[Supplied records]

PR #455, opened 2018-05-24
Button spinner

### LINKED ISSUE #315: Button spinner
Most components have async interactions: buttons do something async on click (like requests), autocomplete/select components could do fetches on filter, going forward, _table_ blocks could use filtering, the login block, etc.

It might be a good idea to expose a component that creates and gives out a spinner to use inside of any old component in the event one is needed, to signal background activity.

Here's a [sample implementation](https://codesandbox.io/s/moojrr58mx) that I threw together of what this could look like. Thoughts?

## Use Case
There is a use case in the Labs UI for this or something like this, for example, when one clicks "Deploy" on a bundle: it fires off a request. It wouldbe nice to have the button disabled with a status indicator on the button.

image

peterszerzo:
Fixes #315, adding an optional `loading` boolean prop to the button component.

screen shot 2018-05-24 at 10 50 07 am


TejasQ:
It would be nice if the button's label stayed visible with a spinner added _beside_ it, perhaps even with a stretch animation so we don't lose context of what the button _is_.

peterszerzo:
Looks like we have two conflicting goals here:
* as you mentioned, it is better if the label is visible
* the button shouldn't have to change size when going into a loading state, otherwise it causes visual distraction and even more undesirable consequences such as sending some adjacent content to a new line. The ways in which this is possible with unchanged labels would be a small icon at the edges like in the legacy Contiamo UI. However, I find that very unappealing aesthetically (either forces huge paddings or an oddly small spinner).

I would vouch for keeping the current solution and mitigating the damage caused by the hidden label by e.g. a tooltip that shows up after a while, or just a plain title attribute. I don't think the loss of context is such an issue since you just clicked the button, and the extra measures should cover the case when a loading takes so long that a user already forgot what it was for.

packages/components/src/Button/Button.tsx
```diff
@@ -35,51 +30,65 @@ export interface Props {
...
+      backgroundColor: active ? activeBackgroundColor : backgroundColor,
+      color: loading ? "transparent" : foregroundColor,
+      opacity: disabled ? 0.6 : 1.0,
+      outline: "none",
+      position: "relative",
 
-    color: textColor,
-    opacity: disabled ? 0.6 : 1.0,
-    outline: "none",
+      "& .op_button-spinner": {
```
TejasQ: We use classnames now?

peterszerzo: Only in very rare cases when applying styles on children can't be done in an unambiguous way.

packages/components/src/Button/Button.tsx
```diff
@@ -35,51 +30,65 @@ export interface Props {
...
+        color: foregroundColor,
+      },
 
-    ...!disabled
-      ? {
-          ":hover": {
-            backgroundColor: activeBackgroundColor,
-            color: readableTextColor(activeBackgroundColor, ["white", "#222"]),
-          },
+      ...!disabled
```
fabien0102: Can switch the true/false case here, to avoid this strange `...!` pattern ^^ (so begin by the disabled case)

peterszerzo: This is intentional - most of the times buttons are enabled, and it is clearer to read the common case first. We're using the `disabled` instead of `enabled` variable because it is an html property and will avoid having to do conversions (although it might make the reading clearer here).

[/Supplied records]

_Work instruction_. Stop after the line containing "Looks like we": print exactly the lines from the start of the entries above up to it, that line included.

_Answer to this problem_.
PR #455, opened 2018-05-24
Button spinner

### LINKED ISSUE #315: Button spinner
Most components have async interactions: buttons do something async on click (like requests), autocomplete/select components could do fetches on filter, going forward, _table_ blocks could use filtering, the login block, etc.

It might be a good idea to expose a component that creates and gives out a spinner to use inside of any old component in the event one is needed, to signal background activity.

Here's a [sample implementation](https://codesandbox.io/s/moojrr58mx) that I threw together of what this could look like. Thoughts?

## Use Case
There is a use case in the Labs UI for this or something like this, for example, when one clicks "Deploy" on a bundle: it fires off a request. It wouldbe nice to have the button disabled with a status indicator on the button.

image

peterszerzo:
Fixes #315, adding an optional `loading` boolean prop to the button component.

screen shot 2018-05-24 at 10 50 07 am


TejasQ:
It would be nice if the button's label stayed visible with a spinner added _beside_ it, perhaps even with a stretch animation so we don't lose context of what the button _is_.

peterszerzo:
Looks like we have two conflicting goals here:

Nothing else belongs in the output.